§ **Source information**:

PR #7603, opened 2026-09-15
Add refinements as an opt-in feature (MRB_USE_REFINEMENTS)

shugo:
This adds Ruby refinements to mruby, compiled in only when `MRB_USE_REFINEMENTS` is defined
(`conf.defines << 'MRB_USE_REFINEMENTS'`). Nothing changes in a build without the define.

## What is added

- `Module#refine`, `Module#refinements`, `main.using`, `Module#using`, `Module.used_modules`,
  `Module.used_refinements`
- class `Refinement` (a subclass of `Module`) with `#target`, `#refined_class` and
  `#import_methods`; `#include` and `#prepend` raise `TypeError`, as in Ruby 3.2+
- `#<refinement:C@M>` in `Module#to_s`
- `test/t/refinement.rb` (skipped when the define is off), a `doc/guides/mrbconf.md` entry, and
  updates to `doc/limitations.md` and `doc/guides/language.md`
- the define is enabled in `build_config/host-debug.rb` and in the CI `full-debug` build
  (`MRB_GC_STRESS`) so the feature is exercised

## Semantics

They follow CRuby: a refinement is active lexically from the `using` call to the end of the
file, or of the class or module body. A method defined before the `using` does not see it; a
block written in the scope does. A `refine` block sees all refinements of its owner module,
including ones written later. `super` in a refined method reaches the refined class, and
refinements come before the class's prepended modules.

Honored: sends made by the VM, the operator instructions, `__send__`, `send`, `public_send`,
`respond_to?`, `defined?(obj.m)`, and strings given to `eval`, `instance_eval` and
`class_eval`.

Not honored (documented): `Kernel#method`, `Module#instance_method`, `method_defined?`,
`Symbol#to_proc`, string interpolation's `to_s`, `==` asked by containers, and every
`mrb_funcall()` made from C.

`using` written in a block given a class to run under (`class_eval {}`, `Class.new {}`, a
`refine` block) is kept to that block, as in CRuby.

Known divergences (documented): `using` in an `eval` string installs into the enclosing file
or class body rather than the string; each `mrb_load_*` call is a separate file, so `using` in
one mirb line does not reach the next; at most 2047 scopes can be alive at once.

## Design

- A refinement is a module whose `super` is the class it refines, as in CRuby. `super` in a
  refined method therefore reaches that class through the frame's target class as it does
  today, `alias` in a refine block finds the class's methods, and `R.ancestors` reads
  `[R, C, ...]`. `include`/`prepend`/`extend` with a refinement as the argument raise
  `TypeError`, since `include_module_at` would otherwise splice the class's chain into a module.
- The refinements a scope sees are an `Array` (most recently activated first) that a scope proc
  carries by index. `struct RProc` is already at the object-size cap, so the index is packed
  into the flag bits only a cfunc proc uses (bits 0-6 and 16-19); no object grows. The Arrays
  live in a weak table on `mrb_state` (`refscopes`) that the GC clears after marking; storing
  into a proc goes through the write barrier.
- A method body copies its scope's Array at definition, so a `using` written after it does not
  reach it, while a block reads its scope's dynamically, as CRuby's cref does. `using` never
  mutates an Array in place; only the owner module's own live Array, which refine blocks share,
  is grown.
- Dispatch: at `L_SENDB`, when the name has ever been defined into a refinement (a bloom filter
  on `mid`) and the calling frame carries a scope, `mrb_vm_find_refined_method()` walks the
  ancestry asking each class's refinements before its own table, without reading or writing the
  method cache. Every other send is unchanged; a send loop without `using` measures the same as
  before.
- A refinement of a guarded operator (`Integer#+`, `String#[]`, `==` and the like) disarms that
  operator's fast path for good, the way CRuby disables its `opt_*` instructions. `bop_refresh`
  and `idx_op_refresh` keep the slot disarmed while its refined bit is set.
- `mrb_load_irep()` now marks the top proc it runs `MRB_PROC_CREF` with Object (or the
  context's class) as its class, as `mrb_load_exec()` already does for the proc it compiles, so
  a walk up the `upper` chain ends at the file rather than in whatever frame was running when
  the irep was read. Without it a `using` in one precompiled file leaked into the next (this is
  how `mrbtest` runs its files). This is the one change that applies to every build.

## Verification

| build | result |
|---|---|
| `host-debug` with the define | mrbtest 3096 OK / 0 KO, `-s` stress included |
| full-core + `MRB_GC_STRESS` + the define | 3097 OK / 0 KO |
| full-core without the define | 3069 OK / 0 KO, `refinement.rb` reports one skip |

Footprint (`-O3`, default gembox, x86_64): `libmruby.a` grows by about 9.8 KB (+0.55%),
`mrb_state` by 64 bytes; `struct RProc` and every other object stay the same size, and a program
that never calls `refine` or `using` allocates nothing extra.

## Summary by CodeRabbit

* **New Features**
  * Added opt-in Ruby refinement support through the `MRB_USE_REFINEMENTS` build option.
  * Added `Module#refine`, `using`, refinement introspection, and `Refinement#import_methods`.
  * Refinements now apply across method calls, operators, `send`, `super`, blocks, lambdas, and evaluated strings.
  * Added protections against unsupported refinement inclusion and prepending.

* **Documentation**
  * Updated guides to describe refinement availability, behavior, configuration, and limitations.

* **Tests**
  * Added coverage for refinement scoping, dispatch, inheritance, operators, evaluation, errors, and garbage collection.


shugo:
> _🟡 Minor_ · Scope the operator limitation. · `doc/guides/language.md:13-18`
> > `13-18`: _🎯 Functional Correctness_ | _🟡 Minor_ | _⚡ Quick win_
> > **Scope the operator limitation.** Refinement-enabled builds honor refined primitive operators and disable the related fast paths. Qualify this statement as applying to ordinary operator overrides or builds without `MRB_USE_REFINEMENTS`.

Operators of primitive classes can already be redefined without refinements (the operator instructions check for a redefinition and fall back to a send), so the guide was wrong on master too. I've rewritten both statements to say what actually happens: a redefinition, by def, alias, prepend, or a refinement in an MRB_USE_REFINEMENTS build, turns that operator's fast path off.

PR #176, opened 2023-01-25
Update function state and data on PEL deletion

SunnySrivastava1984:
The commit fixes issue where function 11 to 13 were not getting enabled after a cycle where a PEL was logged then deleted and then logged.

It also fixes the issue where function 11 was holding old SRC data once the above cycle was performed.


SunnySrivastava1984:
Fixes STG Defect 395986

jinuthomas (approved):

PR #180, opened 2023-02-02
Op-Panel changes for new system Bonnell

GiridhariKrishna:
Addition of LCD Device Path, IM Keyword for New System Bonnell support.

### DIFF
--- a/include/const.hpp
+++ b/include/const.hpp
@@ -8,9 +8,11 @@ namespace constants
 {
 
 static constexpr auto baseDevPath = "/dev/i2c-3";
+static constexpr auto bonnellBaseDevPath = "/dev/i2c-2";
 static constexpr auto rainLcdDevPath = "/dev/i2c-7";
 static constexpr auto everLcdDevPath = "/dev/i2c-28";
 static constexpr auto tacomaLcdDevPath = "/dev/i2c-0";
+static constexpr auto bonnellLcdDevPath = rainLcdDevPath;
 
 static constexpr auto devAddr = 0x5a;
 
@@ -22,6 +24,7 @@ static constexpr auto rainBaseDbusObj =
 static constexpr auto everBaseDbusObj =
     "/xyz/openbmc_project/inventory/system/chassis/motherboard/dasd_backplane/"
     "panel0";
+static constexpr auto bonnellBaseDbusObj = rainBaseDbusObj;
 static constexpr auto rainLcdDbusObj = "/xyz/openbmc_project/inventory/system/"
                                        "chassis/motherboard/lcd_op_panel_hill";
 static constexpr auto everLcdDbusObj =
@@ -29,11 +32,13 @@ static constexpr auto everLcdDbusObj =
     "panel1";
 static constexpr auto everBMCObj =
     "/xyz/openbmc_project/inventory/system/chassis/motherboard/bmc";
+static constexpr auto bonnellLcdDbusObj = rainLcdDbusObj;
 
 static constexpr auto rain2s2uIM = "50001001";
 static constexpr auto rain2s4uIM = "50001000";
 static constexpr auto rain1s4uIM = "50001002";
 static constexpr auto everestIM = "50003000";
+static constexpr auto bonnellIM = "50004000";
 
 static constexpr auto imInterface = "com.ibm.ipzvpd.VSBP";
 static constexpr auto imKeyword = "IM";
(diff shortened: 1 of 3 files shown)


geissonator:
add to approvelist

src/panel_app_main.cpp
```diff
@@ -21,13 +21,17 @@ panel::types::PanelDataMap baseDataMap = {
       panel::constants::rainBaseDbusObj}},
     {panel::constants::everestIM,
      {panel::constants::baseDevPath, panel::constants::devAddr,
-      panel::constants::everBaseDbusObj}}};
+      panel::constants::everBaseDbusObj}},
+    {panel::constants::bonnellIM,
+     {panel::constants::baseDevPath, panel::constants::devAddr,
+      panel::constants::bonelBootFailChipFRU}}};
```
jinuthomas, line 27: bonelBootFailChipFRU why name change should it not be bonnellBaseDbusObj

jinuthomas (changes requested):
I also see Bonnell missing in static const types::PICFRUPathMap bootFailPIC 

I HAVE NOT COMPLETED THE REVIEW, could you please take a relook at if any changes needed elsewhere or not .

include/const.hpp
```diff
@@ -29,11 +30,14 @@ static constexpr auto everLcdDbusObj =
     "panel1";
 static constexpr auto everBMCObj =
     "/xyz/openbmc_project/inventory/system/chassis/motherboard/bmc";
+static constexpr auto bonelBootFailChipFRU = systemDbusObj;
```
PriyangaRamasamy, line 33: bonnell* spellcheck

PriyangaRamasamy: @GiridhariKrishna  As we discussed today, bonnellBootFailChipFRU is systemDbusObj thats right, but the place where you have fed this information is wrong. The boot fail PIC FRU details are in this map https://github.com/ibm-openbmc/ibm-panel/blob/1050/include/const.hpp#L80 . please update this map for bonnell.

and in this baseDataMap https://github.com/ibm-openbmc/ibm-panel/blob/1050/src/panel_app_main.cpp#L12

§ **Problem to solve**:
Set down, unchanged, only those lines above that fall between the line with "- A method body" and the line with "- Dispatch: at", the two end lines included.

§ **Task response**:
- A method body copies its scope's Array at definition, so a `using` written after it does not
  reach it, while a block reads its scope's dynamically, as CRuby's cref does. `using` never
  mutates an Array in place; only the owner module's own live Array, which refine blocks share,
  is grown.
- Dispatch: at `L_SENDB`, when the name has ever been defined into a refinement (a bloom filter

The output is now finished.